Eigenvectors of the P matrices

A first step was to investigate whether the pattern of phenotypic variation was comparable among geographic groups. Only France (N = 30 specimens), Italy (N = 37) and Corsica (N = 48) presented enough specimens to provide a robust evaluation of VCV matrices and associated eigenvectors. Mantel comparisons between P matrices (Table 2) showed highly congruent patterns of variation among France, Italy and Corsica. The strongest correlation associated the P matrices of France and Corsica, and mainland (estimated by pooling samples from Southern France and Northern Italy) and Corsica.
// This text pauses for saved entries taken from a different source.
PR #1291, opened 2019-02-11
pubsub: simplify skip logic

jba:
Move the ShouldSkip logic into newHarness.

ShouldSkip was adding some complexity to the conformance tests, and
because it called newHarness twice per test it was causing the
recorder/replayer to report that it was using the file twice.


go.sum
```diff
@@ -119,6 +119,7 @@ github.com/chrismalek/oktasdk-go v0.0.0-20181212195951-3430665dfaa0/go.mod h1:5d
 github.com/circonus-labs/circonus-gometrics v2.2.5+incompatible/go.mod h1:nmEj6Dob7S7YxXgwXpfOuvO54S+tGdZdw9fuRZt25Ag=
 github.com/circonus-labs/circonusllhist v0.1.3/go.mod h1:kMXHVDlOchFAehlya5ePtbp5jckzBHf4XRpQvBOLI+I=
 github.com/client9/misspell v0.3.4/go.mod h1:qj6jICC3Q7zFZvVWo7KLAzC3yx5G7kyvSDkc90ppPyw=
+github.com/codahale/hdrhistogram v0.0.0-20161010025455-3a0bb77429bd h1:qMd81Ts1T2OTKmB4acZcyKaMtRnY5Y44NuXGX2GFJ1w=
```
jba: I have no idea why these have changed.

vangent: Can you revert then? It will probably just work.

jba: Done.

jba:
By the way, I'll be removing all the should-skip stuff in my next PR. This change enabled me to use my replayer (cloud.google.com/go/httpreplay), which fixed the problems with the skipped tests. But this is a good intermediate state.

PR #1995, opened 2019-05-03
test: inline remaining replay.go function and remove stale .yaml replay files

eliben:
Followup on #1992


eliben:
> I think you should also delete `internal/website/content/internal/testing/replay/_index.md`.

Done

Issue #1994, opened 2019-05-03
website: hugo seems to keep generating "changing" sitemap.xml files


eliben:
See https://github.com/google/go-cloud/commit/332c1bde650b09ca2589871809e0ae6 -- we have many commits every day to gh-pages, which essentially reshuffle the `sitemap.xml` file order.

Robert suggests trying a newer Hugo version

Or we could open an issue for Hugo

vangent:
I filed https://github.com/gohugoio/hugo/issues/5934.

zombiezen:
I agree with Robert's assessment here: this seems like an issue with upstream Hugo.

eliben:
The default Hugo `sitemap.xml` template uses:

```
{{ range .Data.pages }}
...
{{ end }}
```

We could create our own template that uses a sorted range? (`range sort`)?

eliben:
#1996 should address this for now (I hope). Will keep a watch on the commits to gh-pages to see if the spurious sitemap updates stop. Leaving open for now to see if this gets fixed and what bep says on the Hugo issue

eliben:
I don't see spurious commits to gh-pages any more, so closing as fixed.

PR #1996, opened 2019-05-03
website: add custom sitemap.xml template

eliben:
Use a sorted range loop of data pages to prevent undefined order which
causes superfluous diffs

Updates #1994


eliben:
Compare to https://github.com/gohugoio/hugo/blob/master/tpl/tplimpl/embedded/templates/_default/sitemap.xml

I added `sort "Permalink"` to sort by a field; dunno if it's the best field to sort by, but then again the sorting order shouldn't matter

PR #2001, opened 2019-05-06
pubsub/doc: delete obsolete sentence about Message.CanNack

Rolinh:
CanNack() is a method of Subscription, not Message.

### DIFF
--- a/pubsub/pubsub.go
+++ b/pubsub/pubsub.go
@@ -76,8 +76,7 @@
 //
 // Since Message.Nack never makes sense for some providers (for example, for
 // at-most-once providers, the provider can't redeliver the message), Nack will
-// panic if called for some providers. You can call Message.CanNack to see if
-// it is available.
+// panic if called for some providers.
 //
 // OpenCensus Integration
 //


pubsub/pubsub.go
```diff
@@ -76,8 +76,8 @@
 //
 // Since Message.Nack never makes sense for some providers (for example, for
 // at-most-once providers, the provider can't redeliver the message), Nack will
-// panic if called for some providers. You can call Message.CanNack to see if
-// it is available.
+// panic if called for some providers. You can call Subscription.CanNack to see
```
vangent: Thanks for catching this! Actually, this sentence should be deleted entirely. `Subscription.CanNack` is on the driver interface type (`driver.Subscription`, not `pubsub.Subscription`), so it is not exposed to end users. We are considering exposing it to end users via `Message.Nackable` (currently commented out below).

So, do you mind just deleting the sentence starting with "You can call"?

Rolinh: Sure. Done now.

pubsub/pubsub.go
```diff
@@ -74,11 +74,6 @@
 //    ever call Message.Ack.
 //  - func() { log.Info("ack called!") }: log. Softer than panicking.
 //
```
vangent: Sorry, please only delete the last sentence from the paragraph, not the whole paragraph.

Rolinh: Oh yes. It was indeed clear, sorry about that...

PR #2008, opened 2019-05-06
blob: add support for creating a blob.Bucket based on a prefix

### LINKED ISSUE #909: blob/all: consider supporting a base path during construction
`fileblob` already has this since you give it a root dir, but other providers are assumed to be rooted at the top-level of the Bucket. The user can always add a prefix everywhere, but it might be useful to allow them to specify a prefix at construction time.

For example, I'm uploading stuff to my Bucket in a virtual folder `foo/bar`; I should be able to specify `foo/bar` at construction time and be confident that everything is scoped to `foo/bar` and below.

vangent:
Fixes #909.

I went ahead with this because Hugo needs it (according to bep@, it is common to target subfolders like this). It is of course possible to implement client side, but it's quite tricky to intercept the key in all the right places; see https://github.com/gohugoio/hugo/pull/5937 for an example.

I used your [suggestion](https://github.com/google/go-cloud/issues/909#issuecomment-445393080) of wrapping the Bucket rather than trying to do via per-driver `Options`. I think it worked out pretty well. I wrapped the `driver.Bucket` rather than the `blob.Bucket` itself.

I implemented it using a prefix rather than a more flexible `func(string) string` mapper because I couldn't really think of a use case other than targeting a subfolder, and it's somewhat tricky to implement an arbitrary function since the mapping needs to be reversible (so, we'd likely need to take 2 functions, not 1).


blob/blob.go
```diff
@@ -1073,3 +1093,9 @@ func wrapError(b driver.Bucket, err error) error {
 }
 
 var errClosed = gcerr.Newf(gcerr.FailedPrecondition, nil, "blob: Bucket has been closed")
+
+// PrefixedBucket returns a *Bucket based on b with all keys modified to have
+// prefix.
+func PrefixedBucket(b *Bucket, prefix string) *Bucket {
+	return NewBucket(driver.NewPrefixedBucket(b.b, prefix))
```
vangent: Open question: should we allow/support providing a prefix that doesn't end in a "/"? I'm not sure what the use case is for a non-directory prefix, and it's easy to mess up (e.g,. `?prefix=mysubdir` instead of `prefix=mysubdir/`).

We could:
a) Document that `prefix` should likely end with a `/`.
b) Add a `/` to prefix if it doesn't have one (probably in `driver.NewPrefixedBucket`).
c) Change this and `driver.NewPrefixedBucket` to return an error if `prefix` doesn't end with a `/`.

I'm mildly leaning toward c), but let me know what you think.

blob/driver/driver.go
```diff
@@ -304,3 +306,56 @@ type SignedURLOptions struct {
...
+	if opts != nil {
+		myopts = *opts
+	}
+	myopts.Prefix = b.prefix + myopts.Prefix
+	page, err := b.base.ListPaged(ctx, &myopts)
+	if err != nil {
+		return nil, err
+	}
+	for _, p := range page.Objects {
+		p.Key = strings.TrimPrefix(p.Key, b.prefix)
```
vangent: IIUC, `p.Key` **should** have a `b.prefix` prefix here. We could `panic` or return an error if it doesn't instead of silently continuing.

blob/fileblob/fileblob_test.go
```diff
@@ -35,17 +35,23 @@ import (
...
 type harness struct {
 	dir       string
+	prefix    string
 	server    *httptest.Server
 	urlSigner URLSigner
 	closer    func()
 }
 
-func newHarness(ctx context.Context, t *testing.T) (drivertest.Harness, error) {
+func newHarness(ctx context.Context, t *testing.T, prefix string) (drivertest.Harness, error) {
```
vangent: I test the new functionality in `fileblob_test` and `memblob_test`; I think that should be sufficient, no?

`fileblob_test` tests the URL part too (`memblob_test` just checks that it doesn't fail).

vangent:
An alternative to this that just occurred to me is to add a `WithPrefix` function to `blob.Bucket` itself, which would just modify a struct field `prefix`, and apply the prefix in the `blob.Bucket` code as needed. I think we could get the `URLOpener` to work still, by grabbing the `prefix` query param, using the regular `URLOpener`, and then calling `WithPrefix` on the result.

Not sure if that's preferable.

blob/blob.go
zombiezen: My preference is a), since I could imagine some other delimiter being used (like dashes)

blob/blob.go
```diff
@@ -1042,7 +1042,27 @@ func (mux *URLMux) OpenBucketURL(ctx context.Context, u *url.URL) (*Bucket, erro
 	if err != nil {
 		return nil, err
 	}
-	return opener.(BucketURLOpener).OpenBucketURL(ctx, u)
+	return applyPrefixParam(ctx, opener.(BucketURLOpener), u)
```
zombiezen: We should definitely document this query parameter.

blob/driver/driver.go
```diff
@@ -304,3 +306,56 @@ type SignedURLOptions struct {
...
+
+// prefixedBucket implements Bucket by prepending prefix to all keys.
+type prefixedBucket struct {
+	base   Bucket
+	prefix string
+}
+
+// NewPrefixedBucket returns a Bucket based on b with all keys modified to have
+// prefix.
+func NewPrefixedBucket(b Bucket, prefix string) Bucket {
```
zombiezen: I don't understand why we're exporting this function in the driver. Can you help me understand the use case?

blob/blob.go
zombiezen: Is it necessary to implement this in terms of a `driver.Bucket`? I am concerned that this implies that our portable type is not good at composing, since folks may want to create similar layers and wouldn't have access to the driver of an arbitrary portable type instance.

blob/fileblob/fileblob_test.go
zombiezen: SGTM

blob/driver/driver.go
vangent: It is exported from the driver so that `blob.go` can call it.

We could alternatively move the `prefixedBucket` type into `blob.go` entirely, but
a) I felt like it was more natural here.
b) The conformance tests are run given a `driver.Bucket`, so we need to be able to wrap a `driver.Bucket` in order to run the conformance test suite on a prefixed bucket.

An alternative might be to add a conformance test that starts with a `driver.Bucket`, makes a `blob.Bucket` out of it, and then turns it into a prefixed `Bucket`, and then runs a test. This would make it so that every driver was tested with a prefixed bucket instead of just `mem` + `file`, but would mean that we only run a specific conformance test (not yet written), as opposed to what happens now, which is that the entire conformance test suite is run against a prefixed bucket.

blob/blob.go
vangent: Let's chat in person.

-- No, it is not necessary, but I think you necessarily end up with a different type. I.e., `type PrefixedBucket` for the wrapped type, not `blob.Bucket`.
-- That makes it hard to use a possibly-prefixed bucket.
-- In particular, I'm not sure if it composes well with an `URLOpener` that returnes a prefixed bucket.

vangent:
I filed #2053 to discuss a more general purpose solution. As discussed, I think it's independent from this PR.

blob/blob.go
vangent: Updated docstring.

blob/blob.go

vangent: (by adding a docstring to `blob.OpenBucket`, and by adding an example).

I'll update the HOWTO on `gocloud.dev` separately.

vangent:
PTAL

PR #2009, opened 2019-05-06
docstore: implement Query.Delete

jba:


internal/docstore/drivertest/drivertest.go
```diff
@@ -914,6 +919,90 @@ func testQuery(t *testing.T, coll *ds.Collection) {
 	}
 }
 
+func testDeleteQuery(t *testing.T, coll *ds.Collection) {
+	cleanUpTable(t, newHighScore, coll)
```
shantuo: Could `cleanUpTable` also use `RunDeleteQuery`?

internal/docstore/firedocstore/query.go
```diff
@@ -349,3 +356,44 @@ func fieldRef(fp []string) *pb.StructuredQuery_FieldReference {
...
+		if err == io.EOF {
+			break
+		}
+		if err != nil {
+			return err
+		}
+		pws = append(pws, &pb.Write{
+			Operation: &pb.Write_Delete{Delete: res.Document.Name},
+		})
+		if len(pws) >= maxWritesPerRPC {
```
shantuo: Is there a limit on the client library? Why do we want to limit the number of writes here? More efficient?

internal/docstore/mongodocstore/query.go
```diff
@@ -115,3 +137,54 @@ func (it *docIterator) As(i interface{}) bool {
...
+	// If there is no limit, use the DeleteMany call.
+	if q.Limit <= 0 {
+		filter, err := c.filtersToBSON(q.Filters)
+		if err != nil {
+			return err
+		}
+		_, err = c.coll.DeleteMany(ctx, filter, nil)
+		return err
+	} else {
+		// If there is a limit, we have to run a query, because DeleteMany doesn't
```
shantuo: If the user provides a limit when they want to "blind" delete on a query, how would they know whether it deletes the documents they wanted? I suggest we might want to not support limit for query-and-writes at the first place.

internal/docstore/firedocstore/query.go
jba: To limit the memory on the client. We don't want to read a million items and then delete them, because the client would have to store all million.

internal/docstore/mongodocstore/query.go
jba: Good point, it does seem weird to do that. I'll make it an error.

jba:
PTAL.

internal/docstore/firedocstore/query.go
shantuo: I just got a `rpc error: code = InvalidArgument desc = maximum 500 writes allowed per request` when running some benchmarks, I guess there is a limit on the writes.

PR #2019, opened 2019-05-08
gocdk: add tests for add-ptype and the portable type demos

vangent:
Updates #1948.


internal/cmd/gocdk/add_test.go
```diff
@@ -0,0 +1,195 @@
...
+
+import (
+  "log"
+	"net/http"
+  "os"
+)
+
+func main() {
+	port := os.Getenv("PORT")
+  log.Fatal(http.ListenAndServe(":" + port, nil))
```
zombiezen: Indentation differs on these lines

internal/cmd/gocdk/add_test.go
```diff
@@ -0,0 +1,195 @@
...
+	}
+	defer cleanup()
+
+	pctx := &processContext{
+		workdir: dir,
+		env:     os.Environ(),
+		stdout:  ioutil.Discard,
+		stderr:  ioutil.Discard,
+	}
+	// Uncomment when debugging.
```
zombiezen: Delete?

internal/cmd/gocdk/add_test.go
```diff
@@ -0,0 +1,195 @@
...
+	// pctx.stdout = os.Stdout
+	// pctx.stderr = os.Stderr
+	ctx := context.Background()
+
+	// TODO(rvangent): Run gocdk init instead of this.
+	if err := ioutil.WriteFile(filepath.Join(dir, "main.go"), []byte(mainContent), 0666); err != nil {
```
zombiezen: `newTestModule` should do what you want.

internal/cmd/gocdk/add_test.go
```diff
@@ -0,0 +1,195 @@
...
+				}
+				if logBody {
+					t.Error("Full HTTP response body:\n\n", body)
+				}
+			}
+		})
+	}
+}
+
+func freePort() int {
```
zombiezen: nit: add "find" because "free" can be ambiguous as a verb:

```suggestion
func findFreePort() int {
```

internal/cmd/gocdk/add_test.go
```diff
@@ -0,0 +1,195 @@
...
+	l, _ := net.Listen("tcp", ":0")
```
zombiezen: Should probably still check the error so that the ensuing panic has the proper error message instead of a type assertion panic. Also, maybe restrict to loopback interface (`localhost`) to avoid exposing ports to the world.

internal/cmd/gocdk/add_test.go
vangent: Done.

internal/cmd/gocdk/add_test.go
vangent: Done.

internal/cmd/gocdk/add_test.go
vangent: I call `newTestModule` up above. But it currently doesn't include a `main.go` file, which is what this line is adding.

internal/cmd/gocdk/add_test.go
vangent: Done.

internal/cmd/gocdk/add_test.go
vangent: Done and done.

PR #2020, opened 2019-05-08
internal/gocdk: add a demo for runtimevar

vangent:
Updates #1948.


internal/cmd/gocdk/_static/demo/runtimevar.variable/demo_runtimevar_variable.go
```diff
@@ -0,0 +1,96 @@
...
+}
+
+var variableURL string
+var variable *runtimevar.Variable
+var variableErr error
+
+func init() {
+	variableURL = os.Getenv("RUNTIMEVAR_VARIABLE_URL")
+	if variableURL == "" {
+		variableURL = "constant://?val=my-variable&decoder=string"
```
clausti: does this result in something functional for the demo? (It's not clear to me if this is only intended as an example of the url form or if it results in a usable thing based on `constantvar`)

vangent: Yes, it is usable -- it ends up with a variable that always has this value.

vangent: https://screenshot.googleplex.com/phmAJSZuikt

PR #2022, opened 2019-05-08
travis: tell Travis that static.go is generated

vangent:


zombiezen:
I don't understand the problem this PR is solving. If it is to hide the diff from GitHub PRs, then the static.go file already contains the necessary pattern described at https://golang.org/s/generatedcode to trigger the Linguist generated handling.

However, the PR description suggests this has something to do with Travis. Can you elaborate?

vangent:
Oh OK, I did not realize that Github would already recognize it. Never mind then....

This pattern had to be moderated by considering the results of CPCA. VCV matrices were never found equal, but the hypothesis of CPCs could not be rejected at the 1% threshold except in the comparison of France and Corsica. This suggested that despite not being equal, the VCV matrices of the different geographic groups shared a relatively high degree of similarity between the main axes of variation.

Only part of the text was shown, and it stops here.